ECLI:NL:RBDHA:2024:11016
Rechtbank Den Haag
- Eerste aanleg - enkelvoudig
- Rechtspraak.nl
Beroep tegen niet tijdig nemen van besluit op aanvraag tot verlening van machtiging tot voorlopig verblijf
In deze zaak hebben eisers beroep ingesteld tegen het niet tijdig nemen van een besluit door de minister van Asiel en Migratie op hun aanvraag om verlening van een machtiging tot voorlopig verblijf in het kader van nareis. De rechtbank heeft op 15 juli 2024 uitspraak gedaan in deze zaak, waarbij het beroep gegrond is verklaard. De rechtbank heeft vastgesteld dat de minister in gebreke is gebleven om binnen de wettelijk voorgeschreven termijn van 90 dagen een besluit te nemen. Eisers hebben op 16 september 2022 een aanvraag ingediend, maar de minister heeft pas op 14 oktober 2022 de ontvangst bevestigd en de beslistermijn vervolgens met drie maanden verlengd. Dit betekent dat de minister uiterlijk op 12 april 2023 een besluit had moeten nemen, wat niet is gebeurd. Eisers hebben de minister op 17 april 2023 rechtsgeldig in gebreke gesteld en hebben op 2 mei 2023 beroep ingesteld, wat tijdig is gebeurd.

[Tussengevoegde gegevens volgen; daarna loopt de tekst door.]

PR #8614, opened 2026-09-01
  Fix attached database paths that incorrectly use main database state

Pavan-Nambi:
found in https://github.com/tursodatabase/turso/pull/8513
Fixes attached-database paths that accidentally reused state from main.

- Qualified `PRAGMA integrity_check` (aux.integrity_check) now use the selected database’s schema and, when applicable, its MVCC store.
- Each attached database now has its own synchronous setting, which is used for its WAL and MVCC commits and checkpoints.

### DIFF
--- a/core/connection.rs
+++ b/core/connection.rs
@@ -3832,25 +3832,19 @@ impl Connection {
         }
     }
 
-    /// Clone the *shared* schema of `database_id` (main or attached), bypassing
-    /// the per-connection schema cache. Falls back to the main DB's shared
-    /// schema when `database_id` does not name an attached database — callers
-    /// in error paths get something usable instead of a panic.
+    /// Clone the shared schema for `database_id`, bypassing the connection-local cache.
     ///
-    /// MVCC checkpoint specifically must call this rather than [`Self::with_schema`]:
-    /// it writes from the mv store to the pager, so the schema it uses must
-    /// match the pager being checkpointed and cannot be a stale per-connection
-    /// copy.
+    /// Panics if `database_id` is neither main nor an attached database.
     pub(crate) fn clone_shared_schema(&self, database_id: usize) -> Arc<Schema> {
         if database_id == crate::MAIN_DB_ID {
             self.db.clone_schema()
         } else {
-            self.attached_databases
-                .read()
+            let attached_databases = self.attached_databases.read();
+            let (db, _) = attached_databases
                 .index_to_data
                 .get(&database_id)
-                .map(|(db, _)| db.schema.lock().clone())
-                .unwrap_or_else(|| self.db.clone_schema())
+                .expect("shared schema requested for unknown attached database");
+            db.clone_schema()
         }
     }
 
--- a/core/connection.rs
+++ b/core/connection.rs
@@ -3192,11 +3192,11 @@ impl Connection {
                 let mut schemas = self.database_schemas.write();
                 let schema_arc = schemas.entry(database_id).or_insert_with(|| {
                     let attached_dbs = self.attached_databases.read();
-                    let (db, _pager) = attached_dbs
+                    let entry = attached_dbs
                         .index_to_data
                         .get(&database_id)
                         .expect("Database ID should be valid");
-                    let schema = db.schema.lock().clone();
+                    let schema = entry.db.schema.lock().clone();
                     schema
                 });
                 let schema = Schema::try_make_mut(schema_arc)?;
@@ -3227,7 +3227,15 @@ impl Connection {
                     .map(|temp_db| temp_db.pager.clone())
                     .expect("temp database should be initialized after ensure_temp_database"))
             }
-            _ => Ok(self.attached_databases.read().get_pager_by_index(index)),
+            _ => self
+                .attached_databases
+                .read()
+                .get_pager_by_index(index)
+                .ok_or_else(|| {
+                    LimboError::InternalError(format!(
+                        "database index {index} is missing from the attached catalog"
+                    ))
+                }),
         }
     }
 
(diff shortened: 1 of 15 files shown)


core/mvcc/database/checkpoint_state_machine.rs
```diff
@@ -23,8 +23,8 @@ use crate::sync::RwLock;
 use crate::types::{IOCompletions, IOResult, ImmutableRecord, ImmutableRecordRef};
 use crate::{turso_assert, turso_assert_eq};
 use crate::{
-    CheckpointResult, Completion, Connection, IOExt, LimboError, Numeric, Pager, Result, SyncMode,
```
LeMikaelF, line 27: * Could you add tests for the change in commit a55fcf8f4c804db9cb6649906230e29ac502d423?
* There doesn't seem to be tests for the integrity check on attached DBs? The only one says `ok`, we should have one for the negative case. There are corrupted test database in the source tree used for this purpose.

core/translate/pragma.rs
```diff
@@ -1468,32 +1469,36 @@ fn query_pragma(
...
-                database_id,
-                max_errors,
-                &connection,
-            )?;
+            let shared_schema = connection
+                .mv_store_for_db(database_id)
+                .map(|_| connection.clone_shared_schema(database_id));
+            resolver.with_schema(database_id, |schema| {
+                translate_integrity_check(
+                    shared_schema.as_deref().unwrap_or(schema),
```
LeMikaelF: Shouldn't we fail here instead of silently falling back to checking the main DB?

core/mvcc/database/mod.rs
```diff
@@ -6775,15 +6772,18 @@ impl<Clock: LogicalClock, A: ConcurrentAllocator> MvStore<Clock, A> {
         connection: &Arc<Connection>,
         db_id: usize,
     ) -> Result<StateMachine<Box<CommitStateMachine<Clock, A>>>> {
+        let pager = connection.get_pager_from_database_index(&db_id)?;
```
LeMikaelF: The `CommitStateMachine` already has the `connection` in a field, and it's only valid if the sync mode and pager belong to the `db_id` database. Types should be responsible for maintaining and enforcing their own coherence, so it would be best to not pass these as parameters, but make the constructor responsible for extracting the pager and sync mode.

tests/integration/attach.rs
```diff
@@ -47,6 +48,160 @@ fn checkpoint_attached_database(
...
+    );
+    Ok(())
+}
+
+#[test]
+fn test_attached_wal_commit_uses_attached_synchronous_mode() -> anyhow::Result<()> {
+    const MAIN_PATH: &str = "attached-wal-sync-main.db";
+    const AUX_PATH: &str = "attached-wal-sync-aux.db";
+
+    let io = Arc::new(UnreliableIo::new());
```
LeMikaelF, line 56: `UnreliableIo` doesn't seem relevant to these tests 🤔

core/storage/pager.rs
```diff
@@ -3084,6 +3084,7 @@ impl Pager {
     pub fn commit_tx(
         &self,
         connection: &Connection,
+        sync_mode: SyncMode,
```
LeMikaelF, line 3092: nit: maybe add a comment about why it's important to use a sync mode that is different from the connection's sync mode?

I know if I see this code again in the future I'll probably be at least a bit puzzled.

core/connection.rs
```diff
@@ -3968,6 +3977,50 @@ impl Connection {
...
+    }
+
+    pub(crate) fn set_sync_mode_for_database(
+        &self,
+        database_id: usize,
+        mode: SyncMode,
+    ) -> Result<()> {
+        match database_id {
+            MAIN_DB_ID => self.sync_mode.set(mode),
+            // SQLite fixes temp databases at synchronous=OFF.
```
LeMikaelF, line 4005: could you add a sqltest for this?

core/database.rs
```diff
@@ -3212,11 +3212,17 @@ impl Database {
...
+    pub(crate) pager: Arc<Pager>,
+    pub(crate) sync_mode: SyncMode,
+}
+
 // Optimized for fast get() operations and supports unlimited attached databases.
 pub(crate) struct DatabaseCatalog {
     pub(crate) name_to_index: HashMap<String, usize>,
     allocated: Vec<u64>,
-    pub(crate) index_to_data: HashMap<usize, (Arc<Database>, Arc<Pager>)>,
+    pub(crate) index_to_data: HashMap<usize, AttachedDatabase>,
```
LeMikaelF, line 3244: nice

tests/integration/attach.rs
Pavan-Nambi: need it for assertion

core/translate/integrity_check.rs
```diff
@@ -61,22 +59,50 @@ pub fn translate_integrity_check(
...
+    database_id: usize,
+    max_errors: usize,
+    quick: bool,
+    connection: &crate::Connection,
+) -> crate::Result<()> {
+    match connection.mv_store_for_db(database_id) {
+        Some(mv_store) => {
+            // Integrity checks read the target's physical file. Its root pages match the
+            // shared MVCC schema, not a connection's potentially older transaction snapshot.
+            let schema = connection.clone_shared_schema(database_id);
```
LeMikaelF, line 83: We used to clone the schema only for the main database and only if MVCC was enabled, now we always clone. `Schema` is a heavy object, could you restore the old behaviour?

LeMikaelF: never mind, it's an `Arc` clone

LeMikaelF (approved):

jussisaurio (approved):

PR #7139, opened 2026-05-19
fix: accept uuid blobs in strict uuid columns

chuansongshen:
# NOTICE:

## Description

Fixes #6221.

This updates the built-in `uuid` custom type so STRICT `uuid` columns can accept UUID helper functions such as `uuid4()` and `uuid7()`, which produce 16-byte BLOB values. `uuid_blob()` now also passes through valid UUID BLOBs while continuing to parse text UUID input.

## Motivation and context

The documented STRICT-table example fails today because `uuid` declares `value text`, so the pre-encode type check rejects the BLOB returned by `uuid4()` before the UUID encoder can handle it.

This keeps text UUID input working and allows generated UUID BLOBs to pass through the same validation path before being stored as the UUID type's BLOB base representation.

## Tests

```bash
cargo test -p core_tester --test integration_tests custom_types::tests::test_builtin_uuid_type_accepts_generated_uuid_blob -- --nocapture
cargo test -p core_tester --test integration_tests custom_types -- --nocapture
cargo test -p core_tester --test integration_tests functions::test_uuid -- --nocapture
cargo fmt --check
cargo run --bin tursodb -- --quiet --experimental-custom-types ':memory:' "CREATE TABLE events (id uuid PRIMARY KEY, name varchar(100), event_date date, is_active boolean DEFAULT 1, metadata json) STRICT; INSERT INTO events VALUES (uuid4(), 'Product Launch', '2025-03-15', 1, '{\"venue\": \"online\"}'); SELECT length(id), name FROM events;"
```

## Description of AI Usage

Implemented with AI assistance under human direction. The agent helped triage open income-oriented candidates, reproduce this issue locally, add a regression test, make the minimal code change, and run the verification commands above. I reviewed the diff and test output before submitting.

PR #8620, opened 2026-09-02
core: accept UUID blobs in STRICT tables

### LINKED ISSUE #6221: UUID type Runtime Error: cannot store BLOB value in TEXT column
The docs provide two distinct ways of using uuid in tables for a PK. 

The first is to have a STRICT table with `uuid` defined as the column type (what I would ideally love to have):
https://docs.turso.tech/sql-reference/data-types

```sql
CREATE TABLE events (
    id uuid PRIMARY KEY,
    name varchar(100),
    event_date date,
    is_active boolean DEFAULT 1,
    metadata json
) STRICT;

INSERT INTO events VALUES (
    uuid4(),
    'Product Launch',
    '2025-03-15',
    1,
    '{"venue": "online"}'
);
```

This example does not work as of version 0.5.1.  I get the following error: 
`Error: Runtime error: cannot store BLOB value in TEXT column events.id (19)`
The docs also don't state how I would reference this ID as a FK in another table. Would it be BLOB, TEXT or UUID?

In the second example in the docs, the table is STRICT and the id PK is typed as BLOB.
https://docs.turso.tech/sql-reference/extensions#examples

```sql
-- Generate UUIDs
SELECT uuid4_str();
-- '550e8400-e29b-41d4-a716-446655440000'

SELECT uuid_str(uuid4());
-- 'f47ac10b-58cc-4372-a567-0e02b2c3d479'

-- UUID v7 is time-ordered (good for primary keys)
SELECT uuid_str(uuid7());
-- '0190a5c0-1234-7abc-8def-0123456789ab'

-- Extract timestamp from UUID v7
SELECT uuid7_timestamp_ms(uuid7());
-- 1720000000000

-- Use in a table
CREATE TABLE documents (
    id BLOB PRIMARY KEY DEFAULT (uuid7()),
    title TEXT
);
INSERT INTO documents (title) VALUES ('My Document');
SELECT uuid_str(id), title FROM documents;
```

This example does work, but there is the issue of invalid UUID's being entered. I made a small example below:

```sql
turso> CREATE TABLE documents (
    id BLOB PRIMARY KEY DEFAULT (uuid7()),
    title TEXT
);
INSERT INTO documents (title) VALUES ('My Document');
SELECT uuid_str(id), title FROM documents;
┌──────────────────────────────────────┬─────────────┐
│ uuid_str (documents.id)              │ title       │
├──────────────────────────────────────┼─────────────┤
│ 019d4527-256f-7650-b709-469cd39da3f3 │ My Document │
└──────────────────────────────────────┴─────────────┘
turso> INSERT INTO documents VALUES ('not a uuid', 'My Document');

turso> SELECT uuid_str(id), title FROM documents;

┌──────────────────────────────────────┬─────────────┐
│ uuid_str (documents.id)              │ title       │
├──────────────────────────────────────┼─────────────┤
│ 019d4527-256f-7650-b709-469cd39da3f3 │ My Document │
├──────────────────────────────────────┼─────────────┤
│                                      │ My Document │
└──────────────────────────────────────┴─────────────┘
turso>
```

schmayterling:
## Description

update the built-in uuid custom type to accept both text and binary at the first type check before the encoder to fix #6221 and added regression tests as usual

## Motivation and context

so i did a bit of digging to understand how this work and i've run it down to it being literally a type mismatch in the first check before the encoder.

i've decided to take a look at #7031 and #7139 as starting points but both changed `uuid_blob()` to accept BLOB input and while that just happens to works functionally, it also changes documented behavior for a problem that belongs to the type definition, additionally it runs it through `uuid_blob` causing unnecessary copies. 

side note: for #6221, the table isn't strict and blob only means arbitrary binary so it doesn't really validate the uuids. however, in strict tables it can require the blob storage class but wont know whether said blob contains a uuid or arbitrary bytes which made me lean towards the correct semantic type being `uuid` and not raw blob for both pk and fk.

side side note: i've also looked into #7550 which seems to address something broader, however it increases blast-radius and accepts wrong-length/malformed blobs (though it avoids the previously stated unnecessary copy situation)

this change just makes a cheap type/length check while being properly scoped and has fewer blob copies and in my opinion, looks better because its effectively a one liner change

edit: fixed typos, and also fixed me inverting the first check and the encoder (oops) and removed brain fart

edit 2: regarding `any` usage, it only applies at first check before encoding, it does **not** apply to stored data for what i believe should be obvious reasons, removed brain fart.

## Description of AI Usage

ai was used to help debug and explain stuff and help with testing, implementation + refining was done on my end after reading rust docs (uuid) and the turso docs (create type) to help me understand better

### DIFF
--- a/core/schema.rs
+++ b/core/schema.rs
@@ -820,7 +820,7 @@ fn bootstrap_builtin_types(registry: &mut HashMap<String, Arc<TypeDef>>) -> crat
 
     let type_sqls: &[&str] = &[
         #[cfg(feature = "uuid")]
-        "CREATE TYPE uuid(value text) BASE blob ENCODE uuid_blob(value) DECODE uuid_str(value) DEFAULT uuid4_str() OPERATOR '<'",
+        "CREATE TYPE uuid(value any) BASE blob ENCODE CASE WHEN typeof(value) = 'blob' AND length(value) = 16 THEN value ELSE uuid_blob(value) END DECODE uuid_str(value) DEFAULT uuid4_str() OPERATOR '<'",
         "CREATE TYPE boolean(value any) BASE integer ENCODE boolean_to_int(value) DECODE CASE WHEN value THEN 1 ELSE 0 END OPERATOR '<'",
         #[cfg(feature = "json")]
         "CREATE TYPE json(value text) BASE text ENCODE json(value) DECODE value",
--- a/core/schema.rs
+++ b/core/schema.rs
@@ -820,7 +820,7 @@ fn bootstrap_builtin_types(registry: &mut HashMap<String, Arc<TypeDef>>) -> crat
 
     let type_sqls: &[&str] = &[
         #[cfg(feature = "uuid")]
-        "CREATE TYPE uuid(value any) BASE blob ENCODE CASE WHEN typeof(value) = 'blob' AND length(value) = 16 THEN value ELSE uuid_blob(value) END DECODE uuid_str(value) DEFAULT uuid4_str() OPERATOR '<'",
+        "CREATE TYPE uuid(value any) BASE blob ENCODE CASE WHEN value IS NULL THEN NULL WHEN typeof(value) = 'blob' AND length(value) = 16 THEN value ELSE coalesce(uuid_blob(value), RAISE(ABORT, 'invalid UUID value')) END DECODE uuid_str(value) DEFAULT uuid4_str() OPERATOR '<'",
         "CREATE TYPE boolean(value any) BASE integer ENCODE boolean_to_int(value) DECODE CASE WHEN value THEN 1 ELSE 0 END OPERATOR '<'",
         #[cfg(feature = "json")]
         "CREATE TYPE json(value text) BASE text ENCODE json(value) DECODE value",
--- a/sqlite/conformance/turso-sqltests/custom_types.sqltest
+++ b/sqlite/conformance/turso-sqltests/custom_types.sqltest
@@ -318,7 +318,7 @@ expect {
     time(value text)|text|CASE WHEN value IS NULL THEN NULL WHEN time (value) IS NULL THEN RAISE (ABORT, 'invalid time value') ELSE rtrim (rtrim (strftime ('%H:%M:%f', value), '0'), '.') END|value||'<'
     timestamp(value text)|text|CASE WHEN value IS NULL THEN NULL WHEN datetime (value) IS NULL THEN RAISE (ABORT, 'invalid timestamp value') ELSE rtrim (rtrim (strftime ('%Y-%m-%d %H:%M:%f', value), '0'), '.') END|value||'<'
     timestamptz(value text)|text|CASE WHEN value IS NULL THEN NULL WHEN datetime (value) IS NULL THEN RAISE (ABORT, 'invalid timestamp value') ELSE rtrim (rtrim (strftime ('%Y-%m-%d %H:%M:%f', value), '0'), '.') END|value||'<'
-    uuid(value text)|blob|uuid_blob (value)|uuid_str (value)|uuid4_str ()|'<'
+    uuid(value any)|blob|CASE WHEN typeof (value) = 'blob' AND length (value) = 16 THEN value ELSE uuid_blob (value) END|uuid_str (value)|uuid4_str ()|'<'
     varchar(value text, maxlen integer)|text|CASE WHEN length (value) <= maxlen THEN value ELSE RAISE (ABORT, 'value too long for varchar') END|value||'<'
 }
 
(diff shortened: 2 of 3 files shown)


LeMikaelF:
There's a regression in this PR: a `uuid` column used to reject wrong types but now it fails silently and inserts `NULL`:

```sql
CREATE TABLE t(id uuid, note text) STRICT;
INSERT INTO t VALUES (42, 'integer');
INSERT INTO t VALUES (3.5, 'real');
INSERT INTO t VALUES (X'0102', 'short blob');
SELECT note, typeof(id), quote(id) FROM t;
┌────────────┬────────────┬───────────┐
│ note       │ typeof(id) │ quote(id) │
├────────────┼────────────┼───────────┤
│ integer    │ null       │ NULL      │
├────────────┼────────────┼───────────┤
│ real       │ null       │ NULL      │
├────────────┼────────────┼───────────┤
│ short blob │ null       │ NULL      │
└────────────┴────────────┴───────────┘
```

Credits go to Claude.

schmayterling:
great catch, found the case where i masked the missing validation so yea ill be doing that

schmayterling:
insane

LeMikaelF:
@schmayterling you can ignore the benchmarks, most likely somehting was merged on main that improved memory but this branch starts from an older version of main

LeMikaelF:
**EDIT** this was a preexisting bug, I opened https://github.com/tursodatabase/turso/issues/8948 and this PR is good to go!

other regression in this PR found by Fable:

```sql
CREATE TABLE t(a INTEGER PRIMARY KEY, id uuid) STRICT;
INSERT INTO t VALUES (1, '01945ca0-3189-76c0-9a8f-caf310fc8b8e');

SELECT count(*) FROM t WHERE id = X'01945ca0318976c09a8fcaf310fc8b8e';  -- 0
CREATE INDEX i ON t(id);
SELECT count(*) FROM t WHERE id = X'01945ca0318976c09a8fcaf310fc8b8e';  -- 1
DROP INDEX i;
SELECT count(*) FROM t WHERE id = X'01945ca0318976c09a8fcaf310fc8b8e';  -- 0
```

LeMikaelF (approved):
Approving. I reviewed this at `cf0585a0` and built both `main` and this branch to compare behavior directly.

## Backward compatibility

No change to stored bytes: the type keeps `BASE blob` and `DECODE uuid_str(value)`, so a `uuid` column still holds 16 bytes. I crossed the binaries both ways — a `main` build reads a database this branch wrote, and this branch reads a database `main` wrote.

Built-in types are not persisted. `bootstrap_builtin_types` rebuilds them at every open and only user types go to `__turso_internal_types`, so existing databases pick up the new definition with no migration and no mixed state. The declared column type in `sqlite_schema` and `PRAGMA table_info` stays `uuid`.

## The `coalesce` + `RAISE` guard

This is the right shape. `coalesce` compiles to a `NotNull` jump chain (`core/translate/expr/translator.rs:997`), so `RAISE(ABORT, ...)` only evaluates when `uuid_blob()` returns NULL. I confirmed that the earlier revision of this PR stored a silent NULL for integers, reals, and wrong-length blobs, and that `cf0585a0` raises on all of them. It also closes the older hole where malformed *text* became NULL on `main`.

Things I checked beyond the tests here, all clean:

- Text and blob forms of one UUID collide correctly on a UNIQUE key.
- Any 16 bytes passes through, and `Uuid::parse_str` accepts the same values in text form, so the two input paths agree.
- `INSERT OR IGNORE` aborts on bad input, matching `date` on `main`.
- `CAST(42 AS uuid)` now raises instead of returning NULL, matching the other built-in types.

Both suites pass locally: `turso-sqltests/custom_types.sqltest` (17 passed, CLI and Rust backends) and `cargo test -p core_tester --test integration_tests custom_types` (12 passed).

## Separate pre-existing bug, not blocking this PR

Widening `uuid` to accept blobs exposes an existing flaw in the custom-type machinery, so I want to record it somewhere. An index seek encodes the comparison literal (`encode_seek_keys`, `core/translate/main_loop/seek.rs:55`), while a table scan decodes the column and compares in user-facing form. The two plans can disagree.

With this PR, a blob literal matches through an index and not through a scan:

```sql
CREATE TABLE t(a INTEGER PRIMARY KEY, id uuid) STRICT;
INSERT INTO t VALUES (1, '01945ca0-3189-76c0-9a8f-caf310fc8b8e');
SELECT count(*) FROM t WHERE id = X'01945ca0318976c09a8fcaf310fc8b8e';  -- 0
CREATE INDEX i ON t(id);
SELECT count(*) FROM t WHERE id = X'01945ca0318976c09a8fcaf310fc8b8e';  -- 1
DROP INDEX i;
SELECT count(*) FROM t WHERE id = X'01945ca0318976c09a8fcaf310fc8b8e';  -- 0
```

This is not caused by this change. The same thing happens on `main` today with `date`, which has a normalizing ENCODE:

```sql
CREATE TABLE t(a INTEGER PRIMARY KEY, d date) STRICT;
INSERT INTO t VALUES (1, '2024-01-01T12:34:56');   -- stored as '2024-01-01'
SELECT count(*) FROM t WHERE d = '2024-01-01T12:34:56';  -- 0
CREATE INDEX i ON t(d);
SELECT count(*) FROM t WHERE d = '2024-01-01T12:34:56';  -- 1
```

A related consequence: `WHERE uuid_col = 'not a uuid'` returns 0 rows on a scan but stops with `invalid UUID value` through an index. `date` behaves the same way on `main` (`invalid date value`), so this is the same root cause. Worth its own issue rather than more scope here.

---

LeMikaelF (approved):

pereman2 (approved):

PR #8622, opened 2026-09-02
core/mvcc: retire materialized current versions instead of dropping them

pereman2:
## Why

Incremental GC holds only the checkpoint read lock, so other transactions stay open. Rule 3 used to `clear()` a sole current SkipMap version once the B-tree had it. A cursor already on that version re-reads the chain on every column fetch and then returns empty columns. That is the "total balance changed" failure.

Passive Finalize also skipped Rule 3 entirely, so the last version of each row lived forever. Memory and checkpoint stalls grew with write volume.

## Scope

- `PackedTs` stores retirement in both tag bits. `unpack` still reports `None`, so the version stays current for end-visibility.
- Rule 3 stamps `retired_at` from the clock under `get_timestamp`. Transactions with `begin_ts <= retired_at` keep the chain copy. Later transactions fall through to the B-tree.
- Rule 3b drops a retired version once `retired_at < lwm`. With no readers, retire and 3b run in the same call.
- Dual-cursor pick prefers the B-tree when the MVCC peek is a version retired for this transaction.
- Out of scope: group commit, park-waiters, `min_pinned_read_frame`.

## Tradeoffs

Always retire, even on Truncate. Truncate with no open transactions still reclaims in the same pass because `lwm == MAX` makes Rule 3b fire immediately. A `retired` boolean on `RowVersion` would have wasted a field and duplicated `end` packing.

## Blast Radius

MVCC readers, incremental GC, Passive and Truncate checkpoint GC, dual-cursor merge. Wrong retirement is data corruption (NULL columns or mixed snapshots), not a crash. The transfer test (`test_passive_concurrent_transfer_preserves_sum_and_count`) is the canary.

## Verification

- `cargo test -p turso_core --lib mvcc::database::tests`: 365 passed, 6 ignored. Transfer test passed 5 times in a row after the fallthrough fix.
- `cargo test -p core_tester --test integration_tests mvcc`: 305 passed, 3 ignored.
- `cargo run -p turso_whopper -- --enable-mvcc --enable-experimental-mvcc-passive-checkpoint --max-steps 800 --mode fast`: ok.

### DIFF
--- a/core/mvcc/cursor.rs
+++ b/core/mvcc/cursor.rs
@@ -1,6 +1,7 @@
 use crate::alloc::{ConcurrentAllocator, TryReserveError, TursoAllocator};
 use crate::skiplist::{comparator::BasicComparator, map::Entry};
 use crate::turso_assert;
+use crate::types::IOResultOr;
 
 use crate::mvcc::clock::LogicalClock;
 use crate::mvcc::database::{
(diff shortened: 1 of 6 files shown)


penberg:
@claude review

De rechtbank heeft geoordeeld dat de minister een termijn van zestien weken moet krijgen om alsnog een besluit bekend te maken. Daarnaast is de minister veroordeeld tot het betalen van een dwangsom van € 100 per dag voor elke dag dat deze termijn wordt overschreden, met een maximum van € 7.500. Ook is vastgesteld dat de minister aan eisers gezamenlijk € 1.442 aan verbeurde bestuurlijke dwangsommen moet betalen, en is de minister veroordeeld in de proceskosten van eisers tot een bedrag van € 437,50. De uitspraak is openbaar gemaakt en bekendgemaakt op 15 juli 2024.